Work through the material below and count the lines holding the word "better"; give that count and nothing more.

▶ [Information supplied]

***

PR #1559, opened 2026-04-27
Backport warp-driver model to 1.x

ralfleibold:
Backport the WarpDriver model from feature branch based on main to 1.4 release branch to be integrated into an upcoming 1.4 release.


libjupedsim/include/jupedsim/warp_driver_model.h
```diff
@@ -0,0 +1,220 @@
...
+/**
+ * Creates a WarpDriverModel builder.
+ * @param timeHorizon [Mohcine]...
+ * @param stepSize [Mohcine]...
+ * @param sigma [Mohcine]...
+ * @param timeUncertainty [Mohcine]...
+ * @param velocityUncertaintyX [Mohcine]...
+ * @param velocityUncertaintyY [Mohcine]...
+ * @param numSamples [Mohcine]...
+ * @param rngSeed [Mohcine]...
```
ralfleibold: @chraibi Can you please document the parameters? If we do not want to expose all of them to the C-API, we should remove accordingly (if some have mandatory defaults).

examples/benchmark_models/benchmark_models.py
```diff
@@ -0,0 +1,648 @@
...
+        ax.set_aspect("equal")
+
+
+def compute_fluctuation(sqlite_file):
+    """Compute velocity fluctuation time series from a trajectory file."""
+    traj = pedpy.load_trajectory_from_jupedsim_sqlite(Path(sqlite_file))
+    fps = traj.frame_rate
+    dt = 1.0 / fps
+
+    individual_velocity = pedpy.compute_individual_speed(
```
ralfleibold: I assume this to be the same formula as in `fluctuation.py`. We probably want to share the code. If this is generally good to have, we could push this to the Python-API. If only useful for benchmarking, we should leave this here, but still share the function.

examples/benchmark_models/benchmark_models.py
```diff
@@ -0,0 +1,648 @@
...
+        color = model_colors[model_name]
+        ax.plot(time_s, fluctuation, color=color, alpha=0.7, linewidth=0.5)
+        ax.set_xlabel("Time (s)", fontsize=8)
+        ax.set_ylabel("$\\phi_v$ (m/s²)", fontsize=8)
+        ax.set_title(model_name, fontsize=9)
+        ax.set_ylim(bottom=0)
+        ax.grid(True, linestyle="--", alpha=0.5)
+
+
+def compute_order_parameter(sqlite_file):
```
ralfleibold: Same comment as with `compute_fluctuation`: We should share this utility function (here: with `compute_order_parameters.py`).

libsimulator/src/WarpDriverModel.cpp
```diff
@@ -0,0 +1,706 @@
...
+// ============================================================================
+
+void WarpDriverModel::IntrinsicField::Compute(double sigma)
+{
+    nx = static_cast<int>(std::round((xMax - xMin) / dx)) + 1;
+    ny = static_cast<int>(std::round((yMax - yMin) / dy)) + 1;
+    values.resize(static_cast<size_t>(nx * ny), 0.0);
+    gradients.resize(static_cast<size_t>(nx * ny), Point{0.0, 0.0});
+
+    const double sigma2 = sigma * sigma;
```
ralfleibold: maybe better `sigma_squared`

libsimulator/src/WarpDriverModel.cpp
```diff
@@ -0,0 +1,706 @@
...
+
+    // Compute I(x,y) = (f * g)(x,y) where g = unit disk, f = Gaussian(sigma).
+    // For each grid point, numerically integrate the convolution over the disk.
+    const double intStep = 0.05;
+    const double intRadius = 1.0; // unit disk support
```
ralfleibold: What does "int" stand for here: "internal"? This is confusing with the "int" type as those are double-values. Can we please rename?

python_bindings_jupedsim/warp_driver_model.cpp
```diff
@@ -0,0 +1,168 @@
...
+            })
+        .def_property(
+            "desired_speed",
+            [](const JPS_WarpDriverModelState_Wrapper& w) {
+                return JPS_WarpDriverModelState_GetV0(w.handle);
+            },
+            [](JPS_WarpDriverModelState_Wrapper& w, double v0) {
+                JPS_WarpDriverModelState_SetV0(w.handle, v0);
+        //     })
+        // .def_property(
```
ralfleibold: @chraibi It is not clear to me whether we expose all the parameters read-write to the user.

libjupedsim/include/jupedsim/warp_driver_model.h
chraibi: done

examples/benchmark_models/benchmark_models.py
chraibi: done

libsimulator/src/WarpDriverModel.cpp
chraibi: done

python_bindings_jupedsim/warp_driver_model.cpp
chraibi: We don't expose all parameters. I just expose what the user might need. The internal parameters, are better kept internal

ralfleibold:
OP#10610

***

▶ [Solution for this exercise] 2